Cpl Edward Chin from New York of the 3rd battalion, 4th Marines
regiment, set up the star and stripes flag on the face of Iraqi
President Saddam Hussein’s statue, in downtown Bagdad, Wednesday, April
9, 2003. (AP Photo/Laurent Rebours)
|
The Army’s internal
study of the war in Iraq criticizes some efforts by its own
psychological operations units, but one spur-of-the-moment effort last
year produced the most memorable image of the invasion.
As the Iraqi regime
was collapsing on April 9, 2003, Marines converged on Firdos Square in
central Baghdad, site of an enormous statue of Saddam Hussein. It was a
Marine colonel — not joyous Iraqi civilians, as was widely
assumed from the TV images — who decided to topple the statue,
the Army report said.
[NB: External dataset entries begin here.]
Issue #6783, opened 2025-06-10
[Bug]: Line Breaks <br /> in Dropdown


ghost:
### What is your BTCPay version?

BTCPay Server v2.1.2+c6f960cef

### How did you deploy BTCPay Server?

[Demo](https://mainnet.demo.btcpayserver.org/)

### What happened?

2x `<br />
`

![Image](https://github.com/user-attachments/assets/ea262626-b1fd-433b-a92b-f6db9d7867c0)

### How did you encounter this bug?

Settings -> Checkout Appearance -> Select a preset

### Additional information

The text itself is in two files:
 https://github.com/btcpayserver/btcpayserver/blob/79d6bc9fb54e33ffc1357dc1b0c30d20606786a2/BTCPayServer/Services/Translations.Default.cs#L567-L568
https://github.com/btcpayserver/btcpayserver/blob/79d6bc9fb54e33ffc1357dc1b0c30d20606786a2/BTCPayServer/Views/UIStores/CheckoutAppearance.cshtml#L121
https://github.com/btcpayserver/btcpayserver/blob/79d6bc9fb54e33ffc1357dc1b0c30d20606786a2/BTCPayServer/Views/UIStores/CheckoutAppearance.cshtml#L126

But the problem is probably more likely where you guys render the strings. Sanitization might be the culprit.

### Are you sure this is a bug report?

- [x] I confirm this is a bug report

bhola-dev58:
Hi, 
I'd like to work on this issue as my first contribution. 
I’ve reviewed the code and can submit a fix using `@Html.Raw()` to properly render the line breaks. 
Let me know if I can take this up. Thanks!

dstrukt:
@bhola-dev58 i've assigned you the Issue, feel free to fork the main repo, create a PR with a link to this issue - we'll review the change(s), and if they look good, we'll get it merged!

bhola-dev58:
> [@bhola-dev58](https://github.com/bhola-dev58) i've assigned you the Issue, feel free to fork the main repo, create a PR with a link to this issue - we'll review the change(s), and if they look good, we'll get it merged!


<hr>
Thanks @dstrukt for assigning the issue! 🙌

I’ve forked the repo and started working on the fix. I’ll open a PR shortly with the changes.

Appreciate your guidance!

bhola-dev58:
Hi @dstrukt sir,
I noticed that GitHub’s "Intelligent summaries of build failure messages" feature is not enabled.
[...]

PR #6803, opened 2025-06-21
fix(ui): Line Breaks <br /> in Dropdown

bhola-dev58:
### What this PR does

- Resolves issue #6783: Line breaks were not rendering correctly in 
  Settings -> Checkout Appearance -> Select a preset
- Replaced `<br />` in translation strings with separate `<div>`s for better localization, accessibility, and CSP compliance.
- Updated both the view and the translations file accordingly.

### Why this approach?

- Avoids using @Html.Raw() inside translation strings, which can introduce CSP issues.
- Improves i18n flexibility for different languages.
- Supports better styling and screen reader accessibility.

Let me know if any improvements are needed. Thanks for the guidance on my first contribution!


bhola-dev58:
Hi  👋 @dstrukt sir,
 I've submitted a fix, but one of the test cases is failing (`CheckJsContent`). I'm not sure why this is happening as I'm still new to the project. Any guidance would be appreciated. 🙏

NicolasDorier:
@bhola-dev58 instead of changing the translations can you instead change the `text-translate="true"` to `html-translate="true"`? This should fix the issue.

bhola-dev58:
Hi! @dstrukt sir,

**Resolved:**
 - This PR Resolves issue #6783: Line breaks were not rendering correctly in
 `Settings → Checkout Appearance → Select a preset.`
by integrating html-translate="true" to fix the line break rendering.
 - Successfully fixed by integrating `html-translate="true"` instead of using raw `<br />` in translation strings.
 - Replaced `<br />` with separate `<div>` elements to improve localization, accessibility, and CSP compliance.
 - Updated both the view file and the translation file accordingly.





### Why this approach?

And it was a quick-thinking Army psychological
operations team that made it appear to be a spontaneous Iraqi
undertaking.
After the colonel
— who was not named in the report — selected the statue as
a “target of opportunity,” the psychological team used loudspeakers to
encourage Iraqi civilians to assist, according to an account by a unit
member.
But Marines had draped an American flag over the statue’s face.
“God bless them,
but we were thinking … that this was just bad news,” the member
of the psychological unit said. “We didn’t want to look like an
occupation force, and some of the Iraqis were saying, ‘No, we want an
Iraqi flag!’ “
Someone produced an Iraqi flag, and a sergeant in the psychological operations unit quickly replaced the American flag.
Ultimately, a
Marine recovery vehicle toppled the statue with a chain, but the effort
appeared to be Iraqi-inspired because the psychological team had
managed to pack the vehicle with cheering Iraqi children.